[Stored data]
————————

Issue #17863, opened 2024-05-19
Idle Notifier does not notify when auto-retaliate stops after 20 minutes afk


ebartram1:
### Type

Incorrect behavior

### Operating System

Windows

### OS Version

Windows 11

### Bug description

Idle Notifier is activated with all boxes checked. After 20 minutes of being attacked such as in NMZ or splashing, auto-retaliate automatically turns off and the character stops attacking while continuing to be attacked. The character turns to face the attackers but does not attack them back. I believe that Idle Animation Notifications should trigger a notification in this scenario. 

### RuneLite version

runelite: 1.10.30
oldschool: rev 221
launcher: 2.7.1

lexigorse:
It does look like there's a bit to cover some scenarios of whether you are in or out of combat. I wonder if there's something specific to NMZ that doesn't trigger it. I might look into it if I have time.

Snippet that I found if someone beats me to it

`// We are in combat, so now we have to check for the timer that knocks you out of combat
		// I think there are other conditions that I don't know about, because during testing I just didn't
		// get removed from combat sometimes.
		final long lastInteractionAgo = System.currentTimeMillis() - client.getMouseLastPressedMillis();
		if (lastInteractionAgo < COMBAT_WARNING_MILLIS || client.getKeyboardIdleTicks() < COMBAT_WARNING_CLIENT_TICKS)
		{
			notifyIdleLogout = true;
			return false;
		}`

ebartram1:
> It does look like there's a bit to cover some scenarios of whether you are in or out of combat. I wonder if there's something specific to NMZ that doesn't trigger it. I might look into it if I have time.

I just tested 20 minutes of splashing outside of NMZ and the same problem happens where the player stops splashing but no notification happens.

tylerwgrass:
The [combat timer](https://github.com/runelite/runelite/blob/master/runelite-client/src/main/java/net/runelite/client/plugins/idlenotifier/IdleNotifierPlugin.java#L470-L482) only checks if the player was hitsplat and doesn't check they are also attacking.

Possible solution is to track both the player and the target NPC hitsplats with countdowns.

PR #18942, opened 2025-04-23
implement feature request: auto-retaliate idle notification

hawolt:
as requested in issue #17863 this PR adds a notification for when you stop auto retaliating

in addition to the feature I also went ahead and replaced the remaining deprecated calls in the class

a description of the logic to achieve this feature:

we use an Instant that references the time combat was entered, this is achieved by tracking clicked Menu Options to set or unset an instant based on the Option, in addition to this since combat can also be invoked by any agressive NPC and it can also be set by having an interacting NPC target when no Instant is set yet, we should not override this value as it is required to properly track that 20 minutes have elapsed. with this Instant as a reference and the current idle time we can dispatch a notification after combat has been engaged and 60_000 idle ticks (20 minutes) have passed in addition to atleast 20 minutes since combat has been invoked. we need a reference to the timer as when 20 minutes pass and auto-retaliation stops onInteractingChanged is continously called with the NPC that is attacking you, followed with the same event with a null since the client will not retaliate and we want to avoid continously sending the same notification whilst idle

### DIFF
--- a/runelite-client/src/main/java/net/runelite/client/plugins/idlenotifier/IdleNotifierPlugin.java
+++ b/runelite-client/src/main/java/net/runelite/client/plugins/idlenotifier/IdleNotifierPlugin.java
@@ -492,6 +492,7 @@ public class IdleNotifierPlugin extends Plugin
 	public void onGameStateChanged(GameStateChanged gameStateChanged)
 	{
 		lastInteracting = null;
+		lastCombatStarted = null;
 
 		GameState state = gameStateChanged.getGameState();
 
@@ -913,7 +914,6 @@ public class IdleNotifierPlugin extends Plugin
 			{
 				lastInteract = null;
 				lastInteracting = null;
-				lastCombatStarted = null;
 
 				// prevent animation notifications from firing too
 				lastAnimation = -1;
@@ -1063,6 +1063,7 @@ public class IdleNotifierPlugin extends Plugin
 
 		// Reset interaction idle timer
 		lastInteracting = null;
+		lastCombatStarted = null;
 		if (gameState == GameState.LOGIN_SCREEN || local == null || local.getInteracting() != lastInteract)
 		{
 			lastInteract = null;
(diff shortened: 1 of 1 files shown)


hawolt:
I see a test has failed, I'll update that one as well

hawolt:
I have adjusted the code slightly to behave identical without causing the test to fail as I am unable to figure out how to mock time, I also realized that the Notification for the idle logout which requires 19 minutes to pass also has no test currently, I assume the reason is because mocking Instant does not appear to be working on this Mockito version

Kyahzworld (approved):

rsbfox:
You cannot use getMouseIdleTicks() because mouse movement alone does not reset auto-retaliate idle timer. 

Clicks have to be in game too. Clicking on RL itself isn't enough. I assume getMouseLastPressedMillis() should work.

hawolt:
> You cannot use getMouseIdleTicks() because mouse movement alone does not reset auto-retaliate idle timer.
> 
> Clicks have to be in game too. Clicking on RL itself isn't enough. I assume getMouseLastPressedMillis() should work.

I have re-used the same thing used for the idle logout, shoudnt the idle logout be incorrect as well then?

```
	private boolean checkIdleLogout()
	{
		// Check clientside AFK first, because this is required for the server to disconnect you for being first
		final int idleClientTicks = Math.min(client.getKeyboardIdleTicks(), client.getMouseIdleTicks());
```

I don't mind changing it but I would adjust this at the same time if my assumption is correct

rsbfox:
Mouse movement does prevent idle logout yes it's a client side timer. The retaliate timer requires mouse click or keyboard input. I assume because those are sent to server.

The timer also starts when just starting combat by auto-retaliating so I think lastCombatStarted logic needs some changes to work reliably.

Easy nightmare zone with some absorbs is best way to test. It's how I noticed what counts. Then noticed wiki mentions the same. https://oldschool.runescape.wiki/w/Idle#Combat_timers

rsbfox:
Top timer was started when last clicked client. Bottom timer was when the mobs spawned and I started fighting back.

image

So the combat idle timer is actually a client input idle timer. So no need to check time combat started at all.

I think plugin should just check if auto-retaliate is turned on then check if last keyboard or mouse click was over 20 mins ago whenever player is attacked. Plus some logic to prevent extra notifications till next client input.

————————

## [Task objective]
Repeat the data exactly, with every line included.

## [Answer space]
Issue #17863, opened 2024-05-19
Idle Notifier does not notify when auto-retaliate stops after 20 minutes afk


ebartram1:
### Type

Incorrect behavior

### Operating System

Windows

### OS Version

Windows 11

### Bug description

Idle Notifier is activated with all boxes checked. After 20 minutes of being attacked such as in NMZ or splashing, auto-retaliate automatically turns off and the character stops attacking while continuing to be attacked. The character turns to face the attackers but does not attack them back. I believe that Idle Animation Notifications should trigger a notification in this scenario. 

### RuneLite version

runelite: 1.10.30
oldschool: rev 221
launcher: 2.7.1

lexigorse:
It does look like there's a bit to cover some scenarios of whether you are in or out of combat. I wonder if there's something specific to NMZ that doesn't trigger it. I might look into it if I have time.

Snippet that I found if someone beats me to it

`// We are in combat, so now we have to check for the timer that knocks you out of combat
		// I think there are other conditions that I don't know about, because during testing I just didn't
		// get removed from combat sometimes.
		final long lastInteractionAgo = System.currentTimeMillis() - client.getMouseLastPressedMillis();
		if (lastInteractionAgo < COMBAT_WARNING_MILLIS || client.getKeyboardIdleTicks() < COMBAT_WARNING_CLIENT_TICKS)
		{
			notifyIdleLogout = true;
			return false;
		}`

ebartram1:
> It does look like there's a bit to cover some scenarios of whether you are in or out of combat. I wonder if there's something specific to NMZ that doesn't trigger it. I might look into it if I have time.

I just tested 20 minutes of splashing outside of NMZ and the same problem happens where the player stops splashing but no notification happens.

tylerwgrass:
The [combat timer](https://github.com/runelite/runelite/blob/master/runelite-client/src/main/java/net/runelite/client/plugins/idlenotifier/IdleNotifierPlugin.java#L470-L482) only checks if the player was hitsplat and doesn't check they are also attacking.

Possible solution is to track both the player and the target NPC hitsplats with countdowns.

PR #18942, opened 2025-04-23
implement feature request: auto-retaliate idle notification

hawolt:
as requested in issue #17863 this PR adds a notification for when you stop auto retaliating

in addition to the feature I also went ahead and replaced the remaining deprecated calls in the class

a description of the logic to achieve this feature:

we use an Instant that references the time combat was entered, this is achieved by tracking clicked Menu Options to set or unset an instant based on the Option, in addition to this since combat can also be invoked by any agressive NPC and it can also be set by having an interacting NPC target when no Instant is set yet, we should not override this value as it is required to properly track that 20 minutes have elapsed. with this Instant as a reference and the current idle time we can dispatch a notification after combat has been engaged and 60_000 idle ticks (20 minutes) have passed in addition to atleast 20 minutes since combat has been invoked. we need a reference to the timer as when 20 minutes pass and auto-retaliation stops onInteractingChanged is continously called with the NPC that is attacking you, followed with the same event with a null since the client will not retaliate and we want to avoid continously sending the same notification whilst idle

### DIFF
--- a/runelite-client/src/main/java/net/runelite/client/plugins/idlenotifier/IdleNotifierPlugin.java
+++ b/runelite-client/src/main/java/net/runelite/client/plugins/idlenotifier/IdleNotifierPlugin.java
@@ -492,6 +492,7 @@ public class IdleNotifierPlugin extends Plugin
 	public void onGameStateChanged(GameStateChanged gameStateChanged)
 	{
 		lastInteracting = null;
+		lastCombatStarted = null;
 
 		GameState state = gameStateChanged.getGameState();
 
@@ -913,7 +914,6 @@ public class IdleNotifierPlugin extends Plugin
 			{
 				lastInteract = null;
 				lastInteracting = null;
-				lastCombatStarted = null;
 
 				// prevent animation notifications from firing too
 				lastAnimation = -1;
@@ -1063,6 +1063,7 @@ public class IdleNotifierPlugin extends Plugin
 
 		// Reset interaction idle timer
 		lastInteracting = null;
+		lastCombatStarted = null;
 		if (gameState == GameState.LOGIN_SCREEN || local == null || local.getInteracting() != lastInteract)
 		{
 			lastInteract = null;
(diff shortened: 1 of 1 files shown)


hawolt:
I see a test has failed, I'll update that one as well

hawolt:
I have adjusted the code slightly to behave identical without causing the test to fail as I am unable to figure out how to mock time, I also realized that the Notification for the idle logout which requires 19 minutes to pass also has no test currently, I assume the reason is because mocking Instant does not appear to be working on this Mockito version

Kyahzworld (approved):

rsbfox:
You cannot use getMouseIdleTicks() because mouse movement alone does not reset auto-retaliate idle timer. 

Clicks have to be in game too. Clicking on RL itself isn't enough. I assume getMouseLastPressedMillis() should work.

hawolt:
> You cannot use getMouseIdleTicks() because mouse movement alone does not reset auto-retaliate idle timer.
> 
> Clicks have to be in game too. Clicking on RL itself isn't enough. I assume getMouseLastPressedMillis() should work.

I have re-used the same thing used for the idle logout, shoudnt the idle logout be incorrect as well then?

```
	private boolean checkIdleLogout()
	{
		// Check clientside AFK first, because this is required for the server to disconnect you for being first
		final int idleClientTicks = Math.min(client.getKeyboardIdleTicks(), client.getMouseIdleTicks());
```

I don't mind changing it but I would adjust this at the same time if my assumption is correct

rsbfox:
Mouse movement does prevent idle logout yes it's a client side timer. The retaliate timer requires mouse click or keyboard input. I assume because those are sent to server.

The timer also starts when just starting combat by auto-retaliating so I think lastCombatStarted logic needs some changes to work reliably.

Easy nightmare zone with some absorbs is best way to test. It's how I noticed what counts. Then noticed wiki mentions the same. https://oldschool.runescape.wiki/w/Idle#Combat_timers

rsbfox:
Top timer was started when last clicked client. Bottom timer was when the mobs spawned and I started fighting back.

image

So the combat idle timer is actually a client input idle timer. So no need to check time combat started at all.

I think plugin should just check if auto-retaliate is turned on then check if last keyboard or mouse click was over 20 mins ago whenever player is attacked. Plus some logic to prevent extra notifications till next client input.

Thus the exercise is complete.